From the entries that follow, copy each line in which "part" appears.

Saved entries:
►

PR #1597, opened 2023-01-16
Add check to `load_file_to_table_natively` for `storage_integration`

utkarsharma2:
# Description
Currently, we did not check for getting the `storage_integration` param within the `load_file_to_table_natively` method.
Now that we have introduced the `load_options` for snowflake, we can pass `storage_integration` either in `native_support_kwargs` or `load_options`. 

## What is the new behavior?
1. Added condition check for `storage_integration` and added test cases.
2. Added another property `storage_integration` in `SnowflakeLoadOptions` to store `storage_integration`,  since `SnowflakeLoadOptions.copy_options` was intended to be used differently.

Nope

### Checklist


tatiana (approved):

python-sdk/src/astro/databases/snowflake.py
```diff
@@ -618,9 +618,19 @@ def load_file_to_table_natively(
 
         """
         native_support_kwargs = native_support_kwargs or {}
-        storage_integration = native_support_kwargs.get("storage_integration")
         if not self.load_options:
             self.load_options = SnowflakeLoadOptions()
+
+        storage_integration = native_support_kwargs.get("storage_integration", None)
```
sunank200, line 624: We can create a deprecation warning in another PR.

python-sdk/tests/databases/test_snowflake.py
```diff
@@ -165,3 +165,58 @@ def test_snowflake_load_options_empty():
...
+    with mock.patch("astro.databases.snowflake.SnowflakeDatabase.create_stage"), mock.patch(
+        "astro.databases.snowflake.SnowflakeDatabase._copy_into_table_from_stage"
+    ) as _copy_into_table_from_stage, mock.patch(
+        "astro.databases.snowflake.SnowflakeDatabase.evaluate_results"
+    ):
+        database.load_file_to_table_natively(
+            source_file=file,
+            target_table=table,
+            native_support_kwargs={"storage_integration": "some_integrations"},
+        )
```
sunank200, line 203: What are we checking as part of this test?

python-sdk/tests/databases/test_snowflake.py
```diff
@@ -165,3 +165,58 @@ def test_snowflake_load_options_empty():
...
+        conn_id=table.conn_id,
+        load_options=SnowflakeLoadOptions(copy_options={"storage_integration": "some_integrations"}),
+    )
+
+    with mock.patch("astro.databases.snowflake.SnowflakeDatabase.create_stage"), mock.patch(
+        "astro.databases.snowflake.SnowflakeDatabase._copy_into_table_from_stage"
+    ) as _copy_into_table_from_stage, mock.patch(
+        "astro.databases.snowflake.SnowflakeDatabase.evaluate_results"
+    ):
+        database.load_file_to_table_natively(source_file=file, target_table=table)
```
sunank200, line 222: What are we checking as part of this test?

sunank200 (commented):
Overall looks good to me but in test we could assert to check the attributes.

python-sdk/tests/databases/test_snowflake.py
utkarsharma2: in the previous test `test_storage_integrations_params` we made sure that if the `storage_integration` is not passed the `load_file_to_table_natively` will raise the ValueError exception. Here we are making sure to pass `storage_integration` via native_support_kwargs don't.

python-sdk/tests/databases/test_snowflake.py
utkarsharma2: in the previous test `test_storage_integrations_params` we made sure that if the `storage_integration` is not passed the `load_file_to_table_natively` will raise the ValueError exception. Here we are making sure to pass `storage_integration` via `SnowflakeLoadOptions` don't.

sunank200 (approved):

python-sdk/tests/databases/test_snowflake.py
sunank200: Sure

python-sdk/tests/databases/test_snowflake.py
```diff
@@ -165,3 +165,58 @@ def test_snowflake_load_options_empty():
...
+    `native_support_kwargs` or via `SnowflakeLoadOptions` it raises an exception.
+    """
+    table = Table(conn_id="fake-conn")
+    file = File(path="azure://data/homes_main.ndjson")
+    database = SnowflakeDatabase(conn_id=table.conn_id, load_options=SnowflakeLoadOptions())
+    with pytest.raises(DatabaseCustomError) as e:
+        database.load_file_to_table_natively(source_file=file, target_table=table)
+    assert e.match(
+        "Param 'storage_integration' is required. Please pass either in `native_support_kwargs` or"
+        " `SnowflakeLoadOptions.copy_options`"
```
pankajastro, line 182: this should be `SnowflakeLoadOptions.storage_integration` or `SnowflakeLoadOptions.copy_options`?

utkarsharma2: Yup, will change this. Thanks for pointing out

◄

> Task response
sunank200, line 203: What are we checking as part of this test?
sunank200, line 222: What are we checking as part of this test?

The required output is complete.